Try the third terms, which there are a lot of them! Draw lines between c and x, b and y, and a and z. Believe it or not, you will get a three-way cross, which might resemble an asterisk slightly.

If you continue this process with the other two, you will find just another cross on the left, and then a line on the left side of your problem.

Because of these crosses, this method is called the "Criss-Cross Method." With this crossing pattern in mind, let's try an example. How about 143 x 822.

143

__x 822__

If you'll remember, we first have a line on the right side of the problem, connecting the 3 and the 2. So, we must multiply three and two, which will give us six. We then place that directly under the 3 and the 2.

143

__x 822__

6

Now, we must draw our first cross, which is also on the right side of the problem. We have a line connecting the 4 and the 2, and a line connecting the 3 and the 2. Remember that it resembles an X, it is not two parallel lines connecting the four to the left two and the three to the right two. It is the other way around.

Let's find the products of the connected numbers. 4 x 2 = 8 and 3 x 2 = 6. If you'll remember from our algebra, we must add together these products. 8 + 6 = 14.

We cannot stick a 14 there, just like we can't do in any other multiplication method. We will have to put the four, and carry the one.

143

__x 822__1

46

Now, we have our three-way cross. We must do three computations: 1 x 2, 4 x 2, and 3 x 8. Don't try to do them all at once, just do one at a time. 1 x 2 = 2, and add to that the one we carried to get three. 4 x 2 = 8, and add that to the three to get eleven. 3 x 8 = 24, and add that to the eleven to get thirty-five. We can then put the five and carry the three.

Notice that after each computation, we only had to remember one additional number. This is the power of keeping a running total after each step. The whole purpose of this is to make your final result easier and less messy, which keeping a running total will do.

143

__x 822__3

546

Now, we will do the next criss-cross, which is the 1 x 2 and the 4 x 8. 1 x 2 = 2, which we can add to the three we carried to get five. 4 x 8 = 32, which we can add to that five to get thirty-seven.
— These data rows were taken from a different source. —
PR #566, opened 2024-02-23
Don't try to use AVX512 without OS support

silby:
AVX512 instructions require OS support as well as CPU support. Bits 5, 6, and 7 of XCR0 should be enabled to run with AVX512 support. This fixes SIGILL on OpenBSD, for example.

[OpenBSD ports commit with identical patch](https://github.com/openbsd/ports/commit/bb29df359f152890503a01cd3157eeb0e9701c9d)

Required alongside the similar fix to simdutf pulled in by #564 for text to work right on OpenBSD when the processor flags AVX512 support.

### DIFF
--- a/cbits/measure_off.c
+++ b/cbits/measure_off.c
@@ -44,12 +44,16 @@
 bool has_avx512_vl_bw() {
 #if (__GNUC__ >= 7 || __GNUC__ == 6 && __GNUC_MINOR__ >= 3) || defined(__clang_major__)
   uint32_t eax = 0, ebx = 0, ecx = 0, edx = 0;
+  uint64_t xcr0;
   __get_cpuid_count(7, 0, &eax, &ebx, &ecx, &edx);
   // https://en.wikipedia.org/wiki/CPUID#EAX=7,_ECX=0:_Extended_Features
+  __asm__("xgetbv\n\t" : "=a" (xcr0) : "c" (0));
   const bool has_avx512_bw = ebx & (1 << 30);
   const bool has_avx512_vl = ebx & (1 << 31);
+  // XCR0 bits 5, 6, and 7
+  const bool avx512_os_enabled = (xcr0 & 0xE0) == 0xE0;
   // printf("cpuid=%d=cpuid\n", has_avx512_bw && has_avx512_vl);
-  return has_avx512_bw && has_avx512_vl;
+  return has_avx512_bw && has_avx512_vl && avx512_os_enabled;
 #else
   return false;
 #endif


cbits/measure_off.c
```diff
@@ -44,12 +44,16 @@
 bool has_avx512_vl_bw() {
 #if (__GNUC__ >= 7 || __GNUC__ == 6 && __GNUC_MINOR__ >= 3) || defined(__clang_major__)
   uint32_t eax = 0, ebx = 0, ecx = 0, edx = 0;
+  uint64_t xcr0;
   __get_cpuid_count(7, 0, &eax, &ebx, &ecx, &edx);
   // https://en.wikipedia.org/wiki/CPUID#EAX=7,_ECX=0:_Extended_Features
+  // __asm__("xgetbv\n\t" : "=a" (xcr0) : "c" (0));
```
Bodigrim, line 50: Is it supposed to be commented out?

silby: Oh you know what, definitely not, looks like I have to go bug someone about fixing the patch in ports also. Will force-push in a second.

Bodigrim:
@silby is it possible to setup a regression CI job? Which OS do not support AVX512?

silby:
Well the only one I know about is OpenBSD, which is where we discovered the problem. ([Whole saga here](https://marc.info/?t=170811304700001&r=1&w=2).) I'm not an expert on really anything involved here I just happened to try to use pandoc on OpenBSD-current on my 11th-gen Intel laptop and banged my head against it until I found enough clues. So I think realistic regression-testing would require specific hardware for the test runner, since it would have to have a processor indicating AVX512 support.

Bodigrim:
@blackgnezdo could you please advise?

blackgnezdo:
Since @silby figured this out and tested the fix, I'm pretty comfortable with suggesting this gets merged.

I don't have any insights about where we can host a CI with such special CPU configuration.

Bodigrim (approved):

Lysxia (approved):

Bodigrim:
Could anyone check that the patch does not disable AVX-512 on platforms capable of it? I don't have access to modern Intel CPU at the moment.

Lysxia:
I don't have access to a AVX-512 capable CPU either.

Bodigrim:
I tried this on macOS x86_64 with AVX-512 instructions and, unfortunately, the patch just disabled their usage. I think this is a peculiarity of macOS (see https://stackoverflow.com/questions/72522885/are-the-xgetbv-and-cpuid-checks-sufficient-to-guarantee-avx2-support and https://github.com/golang/go/issues/43089), but I'm not keen to break macOS for the sake of OpenBSD. 

I guess we can guard `xgetbv` check by `#ifndef __APPLE__`, but we still need an evidence that `xgetbv` does not disable AVX-512 on Windows / Linux.

Bodigrim:
Converting to draft until someone fixes the behaviour on MacOS and tests it on Windows / Linux machines which **have** AVX-512.

falsifian:
Another problem is that this causes a SIGILL on CPUs that don't have the xgetbv instruction. [See here.](https://marc.info/?l=openbsd-ports&m=171349879216228&w=2) Checking for the osxsave CPU bit [as is done here](https://github.com/haskell/text/blob/e182733a1cc94fc716e856403f652b56b4000781/simdutf/simdutf.h#L789) and avoiding the `xgetbv` if not set would probably fix it.

(Incidentally, AVX-512 support was just added to OpenBSD-current, so hopefully the original problem no longer affects OpenBSD.)

Bodigrim:
For the record, an external workaround to disable AVX512 is to pass `-D__STDC_NO_ATOMICS__`, e. g., via `cabal.project`.

silby:
OpenBSD 7.6 shipped with AVX512 support and these patches have been dropped from the `lang/ghc` port. As I was never an expert to begin with and we don't need this in the port, I'm closing this PR, even though it seems like one could argue that something like this PR is more portable. I've probably forgotten most of what I'm learned while chasing the issue so I'm not really in a position to advise further.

We will put the seven, and carry the three.

143

__x 822__3

7546

Now, we are in home stretch. 1 x 8 = 8, which we will add to the three to get eleven. Since there is nothing to carry over to, we will just put the eleven there.

143

__x 822__3

117546

Believe it or not, we have just found our answer. We can also continue this up to a 4x4, or a 5x5, or even higher if you want. The only change is the number of criss-crosses you make. For a 4x4, you do your first line, then a cross, then a three-way cross on the right side of the problem, then a four-way cross incorporating all of the numbers in the problem, followed by a three-way cross on the left side of the problem, followed by a two-way cross, followed by that same last line.

This may look a little cumbersome, especially with the gigantic crosses you have to do. However, this method is a lot easier than your traditional multiplication once you start getting into larger factors, and will take much less time to master.

Additionally, it is fun to impress your friends with. If you have them give you a 3x3 multiplication problem, you will be able to knock it out in ten seconds or less, and will not have written a single number on your paper. Since I am known for my mental math, the criss-cross method is something I can use to fool people into thinking I handled the whole problem in my head in one shot, rather than writing down each digit after I compute it.